Note that here the rate constants can have different units, depending on the number of reactants or products. It is also common to write the reactions in terms of dimensionless “activities” instead of concentrations. Then, the rate constants have the same units (typically 1/s) and the equilibrium constants are dimensionless. With this definition of rate constants, we instead write the reaction for species \(j\) as

\[R_j = \sum_i s_{j, i} c_\mathrm{ref} \left( k_i^f \prod_{n, s_{n, i} < 0} a_n^{-s_{n, i}} - k_i^b \prod_{n, s_{n, i} > 0} a_n^{s_{n, i}} \right),\]

where \(a_n = c_n / c_\mathrm{ref}\) is the activity of species \(n\) and \(c_\mathrm{ref} = 1\text{M}\) is a reference concentration, which needs to be provided in the correct units to homog_params.

Here is an example of a reaction system that can be implement via homog_params. Simplified CO2 - bicarbonate homogeneous reactions:

\[ \begin{align}\begin{aligned}\mathrm{CO}_2 + \mathrm{OH}^- \xrightleftharpoons[k_1^b]{k_1^f} \mathrm{HCO}_3^-\\\mathrm{HCO}_3^- + \mathrm{OH}^- \xrightleftharpoons[k_2^b]{k_2^f} \mathrm{CO}_3^{2-} + \mathrm{H}_2\mathrm{O}\end{aligned}\end{align} \]

Here, we assume the dilute solution case where \(\mathrm{H}_2\mathrm{O}\) concentration is not tracked. In conc_params, we will have entries for the other species in this reactions, with "name" key values: "CO2", "OH", "HCO3", and "CO3". We get the following homog_params list:

[{"stoichiometry": {"CO": -1,
                    "OH": -1,
                    "HCO3": 1},
  "forward rate constant": k1f,
  "backward rate constant": k1b
 },
 {"stoichiometry": {"HCO3": -1,
                    "OH": -1,
                    "CO3": 1},
  "forward rate constant": k2f,
  "backward rate constant": k2b
 }]

Now here is another bicarbonate approximation with a high pH approximation, where the reaction system is simplified into a single irreversible reaction:

\[\mathrm{CO}_2 + 2\mathrm{OH}^- \xrightarrow[]{k_1^f} \mathrm{CO}_3^{2-} + \mathrm{H}_2\mathrm{O}\]
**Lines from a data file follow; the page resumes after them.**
PR #4310, opened 2023-02-22
Inner dropzone should not be clickable

epetrow:
`.k-dropzone-inner` is not clickable so the `cursor: pointer` style should be removed


TeyaVes (changes requested):
the cursor: pointer rule should be removed from the fluent theme as well

TeyaVes (approved):

PR #4329, opened 2023-03-02
fix(treelist): no spacing between the elements in the angular treelist filter menu

JoomFX:
There is no spacing between the elements in the angular treelist filter menu.
The issue can be seen in [this example](https://www.telerik.com/kendo-angular-ui/components/treelist/filtering/reusable-filter/#toc-filter-menu-with-popup) in the Kendo Angular Trelist documentation.

treelist


Juveniel:
I think we can improve this if we add a dedicated class to the Angular host element, and use it in the themes. Otherwise, we have to add selectors that target custom elements indefinitely. @JoomFX thoughts ?

JoomFX:
@Juveniel I do know that we are trying not to use custom Angular elements as CSS selectors but in my opinion it is not a viable option for all cases/scenarios.
Adding a custom CSS class means double-work for (almost) nothing. In this particular case we need to modify 9 Angular components which are part of different components (Grid and Treelist).
And this is just the tip of the iceberg. Search in the themes repo for custom Angular selectors and you will find them everywhere. Does that mean that we need to add a custom CSS class to all those Angular elements and then update the selectors in the themes?

In my opinion not using the custom Angular elements as selectors should be recommended but not a must.
In cases like this one it should be acceptable to simply extend the current styles with custom Angular selectors instead of doubling our work by first changing the rendering (adding a CSS class) of the components and then refactoring the styles to use CSS classes as selectors.

This should definitely be discussed on a higher/broader level so we can agree on how to proceed from now on.

@dtopalov @stnikolova

Juveniel:
Yes, the recommended approach is not to style custom elements in the themes, as this leads to multiple issues. Here are a few:

* Diverging the rendering of components ( e.g [here](https://github.com/telerik/kendo-themes/blob/develop/packages/default/scss/grid/_layout.scss#L780-L815) ).
* Duplicating styles that we already have ( e.g the current set of changes ).
* Bug fixes should be done with these specifics in mind, otherwise we have to go back and fix the same bugs all over again.
* Expanding the adoption of this bad practice.  

Taking the above into consideration, extending the styles with the current approach is not really a solution, as it rather shifts the double work to the themes framework.

Furthermore, going for unified rendering across components, we should definitely tackle and resolve this issue on a larger scale. If you have any other suggestion than the proposed one, please share it.

Juveniel:
Merging this for the release. However, we should discuss this further and refactor once we agree on the best approach to handle these cases.

Juveniel (approved):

Since this is not actually a single-step reaction, we need to specify the reaction order for \(\mathrm{OH}^-\). We can use the following homog_params list:

[{"stoichiometry": {"CO2": -1,
                   "OH": -2,
                   "CO3": 1},
 "reaction order": {"OH": 1},
 "forward rate constant": k1f
 }]

As an alternative to the homog_params interface, the reactions can be written directly and passed as a function in physical_params["bulk reaction"] (Physical Parameters). See examples/cylindrical_pore.py for the direct implementation of the high pH approximation of the bicarbonate bulk reactions. See examples/carbonate.py and examples/carbonate_homog_params.py for two equivalent implementations of the full bicarbonate bulk reactions.